What the exercise asks
Lines that contain the string "picker" are the ones to list; copy all of them from the records.

━━━━━ Records

PR #17, opened 2019-04-18
[Teacher][Accessibility][MBL-11805, MBL-12179, MBL-11802, MBL-11808]: Accessibility fixes

joehoag:
There are a few things going on here:

- Now excluding/ignoring accessibility issues with pspdfkit and date/time picker.  This required a fairly horrendous hack.
- Mopped up a few random accessibility failures.
- Accessibility testing now enabled by default for Teacher tests.  (UPDATE: Backed off of this.)

I also created tickets https://instructure.atlassian.net/browse/MBL-12258 and https://instructure.atlassian.net/browse/MBL-12259 for us to revisit / actually address the accessibility problems with pspdfkit and date/time picker at a later date if we so choose.  But ignoring them for now allows us to enable accessibility testing by default for the teacher app.

### DIFF
--- a/apps/teacher/src/androidTest/java/com/instructure/teacher/ui/utils/TeacherTest.kt
+++ b/apps/teacher/src/androidTest/java/com/instructure/teacher/ui/utils/TeacherTest.kt
@@ -20,12 +20,23 @@ import com.instructure.canvas.espresso.CanvasTest
 import com.instructure.teacher.BuildConfig
 import com.instructure.teacher.activities.LoginActivity
 import com.instructure.teacher.ui.pages.*
+import org.junit.Before
 
 abstract class TeacherTest : CanvasTest() {
 
     override val activityRule = TeacherActivityTestRule(LoginActivity::class.java)
 
     override val isTesting = BuildConfig.IS_TESTING
+
+    // Overriding this to turn on accessibility tests for all teacher tests
+    @Before
+    override fun preLaunchSetup() {
+        // Enable accessibility checks
+        enableAndConfigureAccessibilityChecks()
+
+        // Call the super method
+        super.preLaunchSetup()
+    }
 
     /**
      * Required for auto complete of page objects within tests
--- a/apps/teacher/src/androidTest/java/com/instructure/teacher/ui/utils/TeacherTest.kt
+++ b/apps/teacher/src/androidTest/java/com/instructure/teacher/ui/utils/TeacherTest.kt
@@ -28,16 +28,6 @@ abstract class TeacherTest : CanvasTest() {
 
     override val isTesting = BuildConfig.IS_TESTING
 
-    // Overriding this to turn on accessibility tests for all teacher tests
-    @Before
-    override fun preLaunchSetup() {
-        // Enable accessibility checks
-        enableAndConfigureAccessibilityChecks()
-
-        // Call the super method
-        super.preLaunchSetup()
-    }
-
     /**
      * Required for auto complete of page objects within tests
      */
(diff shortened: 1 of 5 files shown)


joehoag:
Looks like we have massive teacher UI test failures.  Looking into it...

joehoag:
Well, this is bizarre... I'm getting a bunch of contrast-related accessibility issues on the FTL device that I didn't get locally.  Stuff like this:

━━━━━━━━━━

Answer space
- Now excluding/ignoring accessibility issues with pspdfkit and date/time picker.  This required a fairly horrendous hack.
I also created tickets https://instructure.atlassian.net/browse/MBL-12258 and https://instructure.atlassian.net/browse/MBL-12259 for us to revisit / actually address the accessibility problems with pspdfkit and date/time picker at a later date if we so choose.  But ignoring them for now allows us to enable accessibility testing by default for the teacher app.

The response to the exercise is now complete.